Alle wieder gemeinsam im Finale: Deutschland, Österreich und Schweiz, die deutschsprachigen Nachbarn, sind am Sonnabend in der großen ESC-Show in Kopenhagen vertreten. Wir dürfen also gespannt sein, ob sich die drei Länder an der allseits geächteten Punkteschacherei beteiligen werden.

Am auffälligsten dabei ist natürlich Conchita Wurst aus Österreich. Der Travestiekünstler Tom Neuwirth tritt in Frauenkleidern, aber mit Bart auf. Was diese aber dieser seltsame Name bedeiten soll, wieso nennt man sich denn Wurst?
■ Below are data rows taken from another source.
PR #638, opened 2019-04-10
CANS-1065. Improve Retain "number of rows" selected by user per session

denys-davydov:
## JIRA
https://osi-cwds.atlassian.net/browse/CANS-1065

## Description
This will clear session storage on user logout

## Tests

## Types of changes

## Checklist:


app/javascript/Application/components/Header/UserMenu.js
```diff
@@ -3,14 +3,15 @@ import PropTypes from 'prop-types'
...
+import { clearStorage } from '../../util/sessionStorageUtil'
 
 const logoutPath = logoutUrl()
 
 const UserMenu = ({ user }) => {
   const name = user ? formatUserName(user) : 'Not Available'
   return (
     <UncontrolledUserMenu label={name}>
-      <MenuItem className={'no-uppercase'} tag={'a'} href={logoutPath}>
+      <MenuItem className={'no-uppercase'} tag={'a'} href={logoutPath} onClick={clearStorage}>
```
wmitchell-cambria: There is potentially an edge case here if something prevents the navigation (such as unsaved changes in an assessment). If the user cancels that navigation, then the session store will still be cleared, right? It is unclear to me if this is a critical issue.

denys-davydov: That is a great catch, thank you! I will work on the corner case.

app/javascript/Application/components/common/TimeoutWarning.js
```diff
@@ -36,7 +36,8 @@ export class TimeoutWarning extends Component {
   }
 
   logout() {
-    window.location.href = logoutUrl()
+    SessionStorageUtil.clearStorage()
+    window.location.assign(logoutUrl())
   }
```
DmitriyRudenko: Since session cleaning is needed for logout only, so how about to expose logout service( or util method) which will do all logout related stuff, and do not use sessionStorage directly everywhere?

denys-davydov: This is a JS browser local session storage https://developer.mozilla.org/en-US/docs/Web/API/Window/sessionStorage

DmitriyRudenko: Yep, you right it's browser only. It could be better to use it where it's really necessary, in this particular case - logout process, so consider to introduce logout service/utility function

denys-davydov: Not sure I understand you correctly. Please check `UserMenu.js:9`, is it what you mean?

DmitriyRudenko: yes

PR #641, opened 2019-04-12
CANS-831 sort reminder date and left justify the cell content

TylerOSI:
## JIRA
[CANS-831](https://osi-cwds.atlassian.net/browse/CANS-831)

## Description
The reminder date should still be sorted by date, and the cell content also should be left justified.
## Tests

## Types of changes

## Checklist:


TylerOSI:
Jenkins test this please

app/javascript/Application/components/Client/ClientSocialWorkerCardTemplate.js
```diff
@@ -51,8 +52,9 @@ and meet the setting rules of reactTable at same time */
         />
       ),
       headerStyle: { textAlign: 'center' },
+      accessor: client => isoToLocalDate(client.reminder_date),
       Cell: ReminderDateCell,
-      className: 'client-list-table-cell-center',
+      sortMethod: sortDOB,
```
denys-davydov: Not a blocker but it would be nice to rename `sortDOB` function into smth like `sortDates` since having `DOB` in the name is too specific.

TylerOSI:
i re-requested review because i changed sortDOB to sortDate and used moment instead of javascript Date function

TylerOSI:
there still seem to be some issues with sort for reminder date (but not DOB) working through them now

app/javascript/Application/components/Client/ClientSocialWorkerCardTemplateHelper.js
```diff
@@ -1,16 +1,18 @@
...
 export function renderDate(datetime) {
   return !datetime || datetime === null ? null : isoToLocalDate(datetime)
 }
 
-export function sortDOB(a, b) {
-  const dobA = new Date(a).getTime()
-  const dobB = new Date(b).getTime()
-  return dobA > dobB ? 1 : -1
+export function sortDate(a, b) {
+  const dateA = moment(a, LOCAL_DATE_FORMAT)
```
denys-davydov: I think that the performance of the old implementation should be better than the performance of the proposed option. I base this assumption on the fact that the `moment` object is a wrapper around a `Date` object, so it has some additional logic and calculations around the date. But to compare dates we do not actually need those convenient blows and whistles of the moment object, have a unix timestamp is enough for us here, and the `Date` object provides it. The `moment` library is still a great and very helpful thing for us though.

TylerOSI:
simple solution now that works just like it used to. ill merge when the build passes.

PR #642, opened 2019-04-12
CANS-837. Break "Reassessments Needed" column on Supervisor dashboard

denys-davydov:
## JIRA
https://osi-cwds.atlassian.net/browse/CANS-837

## Description
This will break "Reassessments Needed" column on Supervisor dashboard into two columns: Reassessments Due and Reassessments Past Due

## Tests

## Types of changes

## Checklist:


denys-davydov:
Retest this please

app/javascript/Application/components/Staff/StaffTable.js
```diff
@@ -75,7 +92,7 @@ const columns = [
 const StaffTable = ({ staff }) => (
   <SessionDataGrid
     data={staff}
-    columns={columns}
+    columns={columns(today())}
```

Weil es “wurst” ist, ob da ein Mann oder eine Frau auf der Bühne steht?
Er selbst begründet das jedenfalls so.

Im 2. Halbfinale, das am Donnerstag bei phoenix und einsplus lief, traten gerade mal noch 15 Songs an, von denen zehn weiterkamen. Da musste die zweistündige Show schon mächtig gestreckt und mit einem dritten Schnelldurchlauf (schon nach dem Votingschluss) aufgefüllt werden. Sollten 2015 noch weniger Lönder am ESC teilnehmen, wird wohl bald ein zweites Halbfinale überflüssig.